In a small study patients bridged to transplantation directly from ECMO versus those bridged from ECMO via a CF-LVAD device prior to transplantation had a 7-fold higher incidence of stroke. ²⁰ This is possibly due to the sicker condition of the patients on ECMO going directly to transplantation. Additionally, different devices have different stroke rates even within the same class of centrifugal CF-LVADs. ²¹ These observations lend support to the fact that the clinical condition of the patient may also contribute to the outcomes in a large way in addition to the mechanical circulatory support device types used in each clinical scenario.

In this study the percentage of patients on ventilation was 30% in group A (no stroke) and 36% in group B (stroke) for the entire cohort and the percentage of patients on ventilation was 29% in group A (no stroke) and 32% in group B (stroke) for the LVAD group.

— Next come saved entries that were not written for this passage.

PR #23, opened 2020-05-19
Adding military time functionality

ethancedwards8:
I think I've did this correct, if I haven't please let me know and I'll be happy to fix this

The way it works is you can set `set -g @dracula-tmux-miiltary true` and it'll set the time in the bottom to military time instead of a 12 hour time. This is my first PR so if I did anything wrong my bad.

### DIFF
--- a/INSTALL.md
+++ b/INSTALL.md
@@ -20,3 +20,4 @@ Customize the status bar by adding any of these lines to your .tmux.conf as desi
 * Disable weather functionality: `set -g @dracula-show-weather false`
 * Switch from default fahrenheit to celsius: `set -g @dracula-show-fahrenheit false`
 * Enable powerline symbols: `set -g @dracula-show-powerline true`
+* Enable military time: `set -g @dracula-military-time true`
--- a/scripts/dracula.sh
+++ b/scripts/dracula.sh
@@ -20,10 +20,7 @@ main()
   show_network=$(get_tmux_option "@dracula-show-network" true)
   show_weather=$(get_tmux_option "@dracula-show-weather" true)
   show_fahrenheit=$(get_tmux_option "@dracula-show-fahrenheit" true)
-<<<<<<< HEAD
-=======
   show_powerline=$(get_tmux_option "@dracula-show-powerline" false)
->>>>>>> 4084fd83c8f5b4a71eb1be8e9421c1a68cff4c3d
   show_military=$(get_tmux_option "@dracula-military-time" false)
 
   # Dracula Color Pallette
--- a/scripts/dracula.sh
+++ b/scripts/dracula.sh
@@ -48,6 +48,8 @@ main()
   # tmux set-option -g clock-mode-style 12
   if $show_military; then
     tmux set-option -g clock-mode-style 24 &
+else
+    tmux set-option -g clock-mode-style 12 &
   fi
 
   # set length 
--- a/scripts/dracula.sh
+++ b/scripts/dracula.sh
@@ -49,12 +49,7 @@ main()
   tmux set-option -g status-interval 5
 
   # set clock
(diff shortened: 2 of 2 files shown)


danerwilliams:
I tried testing it and it didn't seem to work. It also looks like you deleted the parameter for showing powerline by accident. Can you make changes to fix and then test to see if it works on your end then push changes? Otherwise idk why it's not working on my end.

ethancedwards8:
The reason I'm missing the powerline stuff is that all of this is from a outdated branch, I originally cloned the repo like a few weeks ago, because I had that idea then, but I just had the time to do it now, I'll try and fix whatever happened though. If you could give me some guidance on how to get it back up to date that'd be great.

danerwilliams:
oh ok that makes sense. It's not very difficult for me to resolve those merge conflicts so don't worry about that. When I resolved them on my local though military time didn't work when I set my configuration. Is this consistent with what's happening on your end?

ethancedwards8:
I actually just figured it out and its synced now lol. But yes, oddly enough it was working earlier, let me see if I accidently deleted any code, or if there's something I've overlooked. Do you notice any immediate errors in the code?

danerwilliams:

Comparison of creatinine in the two groups showed slightly lower values in group B versus group A. Large databases also have the disadvantage of missing and incomplete data which can impact results. Despite these limitations, this study lends credence to the fact that incidence of strokes in the early post-transplant period prior to discharge is also influenced by the type of mechanical support used as the bridge to transplantation in addition to the clinical history of the patients in the perioperative period.